New Middle East conflict

2019-10-30 06:00

IN the old Middle East, a single overarching conflict between Israel and the Arab countries had many fronts, and it was the West’s prerogative to protect the flow of oil to the global economy. In the new Middle East, the defining conflict is a broader struggle, with multiple players seeking regional primacy.

The new struggle began when former U.S. president Barack Obama initiated America’s broader withdrawal from the region, but it has intensified under Donald Trump. Obama, at least, had a vision for the region. With the 2015 Iran nuclear deal forestalling a nuclear arms race, he hoped that an easing of sanctions and faster economic growth would see Iran’s gradual reintegration into the international community. Trump, by contrast, has no strategy, and wants to disguise the U.S.’s retreat from the region, demonstrated in Syria by the betrayal of the Kurds, with militant rhetoric and massive arms exports to U.S. partners and allies in the Gulf.

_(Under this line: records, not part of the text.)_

PR #406, opened 2022-05-23
Support custom cargo check/run/build/test commands

muqiuhan:
Sometimes we don't just want to run cargo check/run/test/build commands, but also cargo xrun/xcheck/xtest/xbuild, the purpose of this pr is to support customization of these commands


brotzeit:
:+1:

PR #71, opened 2015-08-27
Use __has_attribute instead of gcc version in clang

alkino:


jzmaddock:
The 

#ifndef __has_cpp_attribute

branch block should be:

#ifndef __has_attribute

?

alkino:
Hum sorry for that. Fixed now.

morinmorin:
The proposed detection code suffers from macro interference on not-so-recent versions of Clang (up to ver. 3.2): with `#define unused foo`, `__has_attribute(unused)` gets expanded to `__has_attribute(foo)`. The old detection code looks a bit awkward, but it's free from macro interference. 

Or rather, as Clang has supported the `unused` attribute since its first release, we can completely remove the detection code. I'll make a PR for this later.

I'll also make a PR that adds double underscores in
```
#  define BOOST_ATTRIBUTE_UNUSED __attribute__((unused))
```

P.S.
Here is history of `__has_attribute` on Clang.
- Clang 2.9 introduced `__has_attribute`. (This version also introduced `__GNUC__` as 4.)
- Clang 3.1 started to accept names with double underscores (`__xxxx__`) in `__has_attribute`.
- Clang 3.3 started to avoid macro expansion in `__has_attribute`.

alkino:
Thanks for pointing it

morinmorin:
Thanks for your contribution and heads-up too, Nicolas!

PR #75, opened 2015-09-03
Guard attribute names with double underscores

morinmorin:
Both gcc and clang (since their early versions like gcc-2.9.5 and clang-1.0) accept attribute names with double underscores to avoid macro interference. So it's better to guard attribute names with double underscores, but there are unguarded ones in `clang.hpp` and `gcc.hpp`: 
```
#  define BOOST_ATTRIBUTE_UNUSED __attribute__((unused))
```
This PR fix this.


jzmaddock:
Thanks for that!

PR #77, opened 2015-09-18
Make cstdint.hpp work on QNX 6.6

mauve:
Before this commit we were using some QNX special extensions which have been deprecated, let's not use them unless QNX is built with extensions enabled.


jzmaddock:
Merged to develop.

PR #80, opened 2015-10-04
Do not use Windows ANSI APIs when targetting WinRT

mauve:
(This is a similar PR as https://github.com/boostorg/config/pull/16 but with the difference that it doesn't pull in a dependency on Boost.Predef)

When targeting WinRT (phone, store, universal) we do not want to use ANSI versions of Windows APIS as a lot of the old win32 ansi apis are missing, therefore let's skip them altogether.


jzmaddock:
That looks better, thanks.

PR #83, opened 2015-12-18
Fix Trac 11852: CUDA in C++03 Mode and __float128

ax3l:
Fix trac issue
  https://svn.boost.org/trac/boost/ticket/11852

Similar to
     https://svn.boost.org/trac/boost/ticket/8048

`__float128` is still unsupported when compiling with nvcc *in non-C++11 mode* (tested with `CUDA 7.5.18`). First noticed with the latest release (`1.60.0`) and `GCC 4.8.5` but should affect all previous releases depending on used modules.

~~In my case, I triggered it with the components
  `program_options regex filesystem system thread math_tr1`
enabled.~~

The reason this is triggered in headers is that `boost 1.60.0` introduced `__float128` type traits in [type_traits/is_floating_point.hpp](https://github.com/boostorg/type_traits/blob/boost-1.60.0/include/boost/type_traits/is_floating_point.hpp#L24-L26) which were not implemented in the previous release [1.59.0](https://github.com/boostorg/type_traits/blob/boost-1.59.0/include/boost/type_traits/is_floating_point.hpp).

### DIFF
--- a/include/boost/config/compiler/clang.hpp
+++ b/include/boost/config/compiler/clang.hpp
@@ -57,16 +57,25 @@
 #define BOOST_HAS_LONG_LONG
 
 //
-// We disable this if the compiler is really nvcc as it
-// doesn't actually support __int128 as of CUDA_VERSION=5000
+// We disable this if the compiler is really nvcc with C++03 as it
+// doesn't actually support __int128 as of CUDA_VERSION=7500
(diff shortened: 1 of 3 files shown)


jzmaddock:
Thanks for looking into this!

ax3l:
no problem, thank you!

For its part, Saudi Arabia, the region’s wealthy, predominantly Sunni power (if one doesn’t count Turkey), has long harboured ambitions for regional hegemony, at least in the Persian Gulf and on the Arabian Peninsula, and views predominantly Shia Iran as its main rival. For the past few years, Iran and Saudi Arabia have been waging a proxy war in Yemen, resulting in huge civilian casualties and a humanitarian catastrophe.

But the situation changed last month, with a night-time attack that targeted the Saudi oil industry. Several drones crossed into Saudi airspace undetected, where they launched precise attacks on key oil installations. The Saudi air defences, if there were any, seem to have been asleep, suggesting the attackers had intimate knowledge of local conditions.

The attack raised obvious questions. Who did it, and how did they pull it off? The Iran-backed Houthi rebels in Yemen claimed responsibility, but they are in no position to carry out such an attack. Given the technology and logistics involved, the most plausible suspect is Iran, despite Iran’s denials. And Iran has profited the most from the strike.

Saudi Arabia, after all, has been humiliated in the eyes of the world. In addition to the failure of Saudi counter-intelligence to detect the attack is the obvious fact that Saudi Arabia will lose the war in Yemen sooner or later. At that point, its hegemonic aspirations will become an even greater source of derision.

And so, responsibility for the attack on Saudi Arabia almost certainly lies with Qassem Suleimani, the general who commands the Islamic Revolutionary Guard Corps’ foreign operations unit. With this attack, Iran has proven itself to be a major regional power with impressive technical and logistical capabilities and this could change the strategic calculus in the region.

Iran has also left Trump looking weak. Following his refusal to respond militarily to an attack on a regional ally, Trump fired his national security adviser, John Bolton, an enemy of the Iranian regime. Trump’s foreign-policy dilettantism, his use of militant bombast to mask his lack of plausible options and strategy, seem to have played a crucial role in bringing about the current situation. His decision to abandon the Iran nuclear deal with no thought for what will come afterwards has proven to be very dangerous.

But there is one other dynamic to consider. Following the G7 summit in August, there was talk of a possible meeting between Trump and Iranian President Hassan Rouhani. The attack on Saudi oil facilities came just weeks later, shortly before both leaders were in New York for the UN General Assembly, where they could have met. The question, then, is whether the attack was an outgrowth of an internal struggle between Iranian radicals and moderates. Whatever the case may be, with Saudi Arabia’s position eroding, the region’s two remaining military powers are Israel and Iran, and already they appear to be moving towards a confrontation. Israel is worried about Iran’s apparent capacity to launch precise long-distance attacks. And if that is not already a threat to Israel’s security, Iran could try to supply Hezbollah or regional proxies with similar capabilities.

Were Israel to be attacked with the same precision as the strike on Saudi Arabia, the Middle East would be plunged into war on a massive scale. Sadly, that is the reality of a world in which the U.S. has abandoned any pretence of global leadership. — Project Syndicate.

• Joschka Fischer, Germany’s foreign minister and vice chancellor from 1998 to 2005, was a leader of the German Green Party for almost 20 years.